The software estimates costs related to production, assembly, maintenance, repair, as well as the costs associated with the integration of SHM equipment. Furthermore, utilities are being developed within the software to make it compatible with the aerospace industry standard Computer Aided Design (CAD) and Finite Element Method (FEM) analysis tools.
The resulting software will provide industry with a powerful tool to make economic comparisons of different solutions across all phases of design, development and manufacture, resulting in a cost and quality-optimised approach for designing and manufacturing aircraft composite fuselages.

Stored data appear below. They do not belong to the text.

PR #4876, opened 2025-10-09
Add TCP::raw_option_list BiF

0xxon:
This BiF extracts the full list of options with their raw, unparsed data from the current TCP packet.


src/analyzer/protocol/tcp/functions.bif
```diff
@@ -138,3 +139,76 @@ function get_contents_file%(cid: conn_id, direction: count%): file
...
+	static auto tcp_option_list = zeek::id::find_type<zeek::VectorType>("TCP::RawOptionList");
+	auto result = zeek::make_intrusive<zeek::VectorVal>(tcp_option_list);
+
+	static const auto& analyzer = zeek::packet_mgr->GetAnalyzer("TCP");
+	auto spans = zeek::packet_mgr->GetAnalyzerData(analyzer);
+
+	if ( spans.empty() || spans[0].size() < sizeof(struct tcphdr) )
+		return result;
+
+	const auto* tcp_hdr = reinterpret_cast<const struct tcphdr*>(spans[0].data());
```
awelzel, line 163: Neat feature!

One high-level comment: For Geneve options the parsing and `Val` construction, I had introduced a callback version.

https://github.com/zeek/zeek/blob/ba6f34d8497c2a7a6dfc9b67ee3a70d7fa6726e6/src/packet_analysis/protocol/geneve/Geneve.h#L24-L30

https://github.com/zeek/zeek/blob/ba6f34d8497c2a7a6dfc9b67ee3a70d7fa6726e6/src/packet_analysis/protocol/geneve/functions.bif#L28-L39


Think Jan eyed at the `Geneve::parse_options()` code to extract just a single option outside of the script-layer in a plugin without needing RecordVal instances etc. It looks like this pattern could work here, too? Or does that seem like it's overdoing it?

testing/btest/bifs/tcp_raw_option_list.zeek
```diff
@@ -0,0 +1,27 @@
...
+# @TEST-EXEC: zeek -C -r $TRACES/tls/tls1_1.pcap %INPUT
+# Ensure correct results when run against non-TCP-traffic
+# @TEST-EXEC: zeek -C -r $TRACES/tls/dtls1_0.pcap %INPUT
+# @TEST-EXEC: btest-diff .stdout
+
+global packet_number: count = 0;
+
+event connection_SYN_packet(c: connection, pkt: SYN_packet)
+	{
+	print c$id, TCP::raw_option_list();
```
awelzel: How would just `TCP::raw_options()` sound? Are you particularly attached to `list` ?

0xxon: Nope, don't care at all. So - sure

src/analyzer/protocol/tcp/functions.bif
0xxon: For me personally that feels like it's overdoing things - at the moment this is a single, self-contained BiF - which is pretty easy to argue about and is something that I have seen several people need (there is one workaround in existance that I am aware of, and I needed this functionality for a script).

A callback-based architecture seems like a separate project to integrate into the TCP option parsing of the TCP analyzer.

0xxon:
Renamed it as suggested; will merge if tests pass.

The partners behind MASCOT are the Università degli Studi di Ferrara, bringing experience and knowledge of cost modelling and open source modular software development to complement Imperial College’s expertise in multi-disciplinary optimization and of nonlinear finite element analysis. Università degli Studi della Campania Luigi Vanvitelli, which is versed in developing cost models for composite parts; and Plyform Composites Srl, which brings knowledge of aero-industry composite manufacturing, repair and maintenance processes and costs. These are complemented by the experience of Skytechnology SRL, developers of open-source modular software platforms.
Although there are various pre-existing cost estimation models available to the aeronautical industry, what makes MASCOT unique is the integration of their composite manufacturing cost models with SHERLOC’s cost/benefit analysis of structural health monitoring systems within the overall model.

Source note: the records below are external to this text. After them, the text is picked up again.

PR #4877, opened 2025-10-09
Make UIDs returned by unique_id BIFs consistent with other UIDs

### LINKED ISSUE #4513: unique_id and unique_id_from make IDs shorter than the new standard UID length
I was making a connection from scriptland, and noticed its UID was short.
The functions seem to have the old UID size baked in.  (effectively ~12 bytes instead of ~18)
There are a few options to resolve:

- Unilaterally change to use bits_per_uid (plus: matches others, minus - suddenly they get longer)
- add an optional param to specify the desired size (plus: backwards compat, more flexability, minus: does anyone really care? may be adding options to no good value)

I'd be happy to do either, or a third better suggestion, but wondered what others thought was the "right" course.  (for me, the first one, tho I started thinking the second, so am certainly not wedded to it!)

timwoj:
This changes the `unique_id` and `unique_id_from` BIFs to use the same `UID` class that we use for Conn IDs. This causes the length of those UIDs to be consistent with the others, as well as removing an extra code path for how we generate UIDs.

Fixes #4513


src/NetVar.cc
```diff
@@ -181,7 +181,7 @@ int dpd_ignore_ports;
 
 int record_all_packets;
 
-zeek_uint_t bits_per_uid;
+zeek_uint_t bits_per_uid = 0;
```
timwoj, line 184: Part of me really wants to set default values for all of these variables, but I left it alone for this PR and only set the one that I cared about. I'll open another PR that sets the rest of them.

While the cost and operational advantages of SHM are already understood, if not fully quantified, what is less known is the additional cost of integrating the SHM technology into composite structures.
‘You're adding sensors to the composite structure, so you're adding weight, which means either less payload or more fuel. You have to balance that over the life of the aircraft against the reduction in the direct operating and maintenance costs,’ says Ferri Aliabadi.
‘MASCOT helps demonstrate the cost benefit to aircraft operators because you can't justify adding extra weight and cost unless you are able to demonstrate the benefits. With maintenance accounting for as much as 25% of operating costs, you can imagine how attractive it is to reduce these costs, as well as improving safety.’
From Clean Sky’s perspective, the SHERLOC project has shown real value to date, and project officer Elena Pedone advises future projects to learn from its example.
‘The all-encompassing and comprehensive nature of the SHERLOC project, with its application across multiple aspects of the aircraft, could certainly inspire future projects to take a holistic approach as SHERLOC has done, for example, because then it's easier to assess and validate the results at the end because you really have the 100% view of the technologies,’ she says.